Saturday, January 24, 2015

Thief (1981) - Review

Michael Mann is one of those names which is spoken of in hushed tones. As a director, his films are feted and admired. Thief, made in 1981, was his first cinema film. According to IMDB, before this, he had only directed a few shorts, an episode of a TV series, and a TV Movie. And it's certainly an impressive debut. Mann would go on to direct The Keep (1983) and Manhunter (1986), not to mention The Last of the Mohicans (1992) ... so there is something of a pedigree here. Unfortunately Thief sees Mann coming to grips with all the elements which he would later excel at. While the visual element of the film is exemplary, with some simply beautiful shots of rain-soaked streets and a neon-washed Chicago, the narrative structure is slow and hard to get to grips with. The film has been constructed in an almost cinema veritie style, with the actors speaking and behaving as in real life, rather than as perhaps a film might present them, and this further obscures what is actually happening.

The plot follows the titular Thief, Frank (James Caan), who is working as a car salesman, while doing a bit of diamond-robbing on the side. The opening section is magnificent. With a pounding soundtrack courtesy of Tangerine Dream (who Mann would go on to work with again on The Keep) which reminded me a lot of the way that director Dario Argento used the music by Goblin in his seminal horror film Suspiria (1979), Frank expertly drills into a safe and extracts the diamonds within. There is no dialogue at all, the action being carried by the music and visuals. Following this, we then get to know a little about Frank, and James Caan is excellent in the role. His is a complex character, driven by forces which the viewer doesn't really get to understand. Indeed, the film is more about relationships than action, and there are long dialogue scenes which unfortunately tend to drag things down.

Frank agrees to spring a friend, Okla (Willie Nelson) out of prison, and becomes embroiled with another gang boss, Leo (Robert Prosky), to steal another load of diamonds from another vault. Crime being what it is, the whole thing doesn't end well for anyone!  Along the way Frank picks up a girlfriend, Jessie (Tuesday Weld), and there's lots of car chases and tremendous visuals, and even John Belushi in his first major film role. All the time the Tangerine Dream soundtrack lifts and underpins the action, and in places it has a very Blade Runner feel to it ... which the rain and visuals help to emphasise. Towards the end of the film there are several explosions, which have to be some of the best ever committed to film. Very impressively executed and edited.
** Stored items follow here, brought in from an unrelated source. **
PR #51, opened 2023-04-25
Implement retrieve file content endpoint

### LINKED ISSUE #15: Retrieve file content
Given uri:
`https://api.openai.com/v1/files/{file_id}/content`

Create sttp GET endpoint + tests

Docs reference
https://platform.openai.com/docs/api-reference/files/retrieve-content

benzwreck:
Closes #15

### DIFF
--- a/core/src/main/scala/sttp/openai/OpenAi.scala
+++ b/core/src/main/scala/sttp/openai/OpenAi.scala
@@ -39,7 +39,7 @@ class OpenAi(authToken: String) {
   /** Fetches all available models from [[https://platform.openai.com/docs/api-reference/models]] */
   def getModels: Request[Either[ResponseException[String, Exception], ModelsResponse]] =
     openApiAuthRequest
-      .get(OpenAIUris.Models)
+      .get(OpenAiUris.Models)
       .response(asJsonSnake[ModelsResponse])
 
   /** @param modelId
@@ -49,7 +49,7 @@ class OpenAi(authToken: String) {
     */
   def retrieveModel(modelId: String): Request[Either[ResponseException[String, Exception], ModelData]] =
     openApiAuthRequest
-      .get(OpenAIUris.model(modelId))
+      .get(OpenAiUris.model(modelId))
       .response(asJsonSnake[ModelData])
 
   /** @param completionBody
@@ -60,7 +60,7 @@ class OpenAi(authToken: String) {
     */
   def createCompletion(completionBody: CompletionsBody): Request[Either[ResponseException[String, Exception], CompletionsResponse]] =
     openApiAuthRequest
-      .post(OpenAIUris.Completions)
+      .post(OpenAiUris.Completions)
       .body(completionBody)
       .response(asJsonSnake[CompletionsResponse])
 
@@ -71,7 +71,7 @@ class OpenAi(authToken: String) {
     */
   def createImage(imageCreationBody: ImageCreationBody): Request[Either[ResponseException[String, Exception], ImageResponse]] =
     openApiAuthRequest
-      .post(OpenAIUris.CreateImage)
+      .post(OpenAiUris.CreateImage)
       .body(imageCreationBody)
       .response(asJsonSnake[ImageResponse])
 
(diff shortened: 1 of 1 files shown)


core/src/main/scala/sttp/openai/OpenAi.scala
```diff
@@ -475,6 +485,7 @@ private object OpenAIEndpoints {
   val VariationsImageEndpoint: Uri = ImageEndpointBase.addPath("variations")
 
   def deleteFileEndpoint(fileId: String): Uri = FilesEndpoint.addPath(fileId)
+  def retrieveFileContentEndpoint(fileId: String): Uri = FilesEndpoint.addPath(fileId, "content")
```
kciesielski, line 488: **suggestion:** Similar comment to what I've said on the delete method. Only the `.get()` call above determines that this is indeed a "retrieve" operation, the same endpoint may be used with over HTTP verbs for other purposes. Let's call this method just `fileContentEndpoint`.

adamw: ah, now I get it. I think the previous comment that this should be called an `...Uri` not an `...Endpoint` applies

benzwreck:
I've changed all occurrences of `...Endpoint` to `...Uri` but still have some doubts if we really need to explicitly include that in a variable/method name. Shouldn't type speak for itself? All of them are URIs and we refer to them by calling `OpenAIUris.cancelFineTune(id)` so how about something like that:
```scala
private object OpenAIUris {
  private val ImageBase: Uri = uri"https://api.openai.com/v1/images"
  private val AudioBase: Uri = uri"https://api.openai.com/v1/audio/"
  // ...
  val ChatCompletions: Uri = uri"https://api.openai.com/v1/chat/completions"
  val Completions: Uri = uri"https://api.openai.com/v1/completions"
  // ...
  def cancelFineTune(fineTuneId: String): Uri = FineTunes.addPath(fineTuneId, "cancel")
  def deleteFile(fileId: String): Uri = Files.addPath(fileId)
  def retrieveFileContent(fileId: String): Uri = Files.addPath(fileId, "content")
  // ...
```
@adamw @kciesielski @flsh86 wdyt?

adamw:
@benzwreck yeah that's true, it's in the object's name

kciesielski:
I meant something else. For example, you called a method `deleteFile` in
```scala
  def deleteFile(fileId: String): Uri = Files.addPath(fileId)
```
The fact that it's used for delete is not in the Uri, but in a DELETE call to this Uri. This is just a Uri which can have more purposes that deleting, when you call it with GET or POST or other HTTP method. That's why I suggest to name methods like this just `fileEndpoint`, or rather `file` if we agreed that endpoint is something else.

Note that there may be exceptions to this, like `cancelFineTune`, which indeed is a Uri meant only for canceling, because it has `/cancel` in the path.

core/src/main/scala/sttp/openai/OpenAi.scala
```diff
@@ -558,36 +568,36 @@ class OpenAi(authToken: String) {
...
-  val VariationsImageEndpoint: Uri = ImageEndpointBase.addPath("variations")
-
-  def cancelFineTuneEndpoint(fineTuneId: String): Uri = FineTunesEndpoint.addPath(fineTuneId, "cancel")
-  def deleteFileEndpoint(fileId: String): Uri = FilesEndpoint.addPath(fileId)
-  def deleteFineTuneModelUri(model: String): Uri = ModelEndpoint.addPath(model)
-  def listFineTunesEndpoint(fineTuneId: String): Uri = FineTunesEndpoint.addPath(fineTuneId, "events")
-  def retrieveFileEndpoint(fileId: String): Uri = FilesEndpoint.addPath(fileId)
-  def retrieveFineTuneEndpoint(fineTuneId: String): Uri = FineTunesEndpoint.addPath(fineTuneId)
-  def retrieveModelEndpoint(modelId: String): Uri = ModelEndpoint.addPath(modelId)
+private object OpenAIUris {
```
adamw, line 578: 👍 much better :)

adamw (approved):

kciesielski (approved):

Overall, Thief is an impressive film, but it does take a little work for the viewer to fully access. This might simply be a factor related to the time the film was made ... almost straddling the decade between earlier films which were dialogue-based, and later fare which pushed the action to the forefront. Certainly with the visual element, the film benefits greatly from release on Blu-Ray.

On the extras front, there's an impressive number of items:

  • Limited Slipcase Edition [3000 units] featuring two versions of the film
  • High Definition Blu-ray (1080p) presentation of the director’s cut from a new 4K film transfer, approved by director Michael Mann, with uncompressed 5.1 DTS-HD Master Audio
  • High Definition Blu-ray (1080p) presentation of the original theatrical cut [Limited Edition Exclusive] with original uncompressed 2.0 Stereo PCM audio
  • Optional English subtitles for the deaf and hard of hearing
  • Optional isolated music and effects track on the theatrical cut
  • Audio commentary by writer-director Michael Mann and actor James Caan
  • The Directors: Michael Mann – a 2001 documentary on the filmmaker, containing interviews with Mann, James Belushi, William Petersen, Jon Voight and others
  • Stolen Dreams – a new interview with Caan, filmed exclusively for this release
  • Hollywood USA: James Caan – an episode of the French TV series CinĂ© regards devoted to the actor, filmed shortly after Thief had finished production
  • The Art of the Heist – an examination of Thief with writer and critic F.X. Feeney, author of the Taschen volume on Michael Mann
  • Theatrical trailer
  • Reversible sleeve featuring original and newly commissioned artwork by maarko phntm
  • Illustrated collector’s booklet featuring new writing on the film by Brad Stevens

  • Overall, it's a good, solid release, and fans of the genre, of Caan, and of Mann's work are well served. Now ... what we really need is a Blu-Ray release of The Keep ...

    Thief is released 2 Feb 1015 by Arrow Films.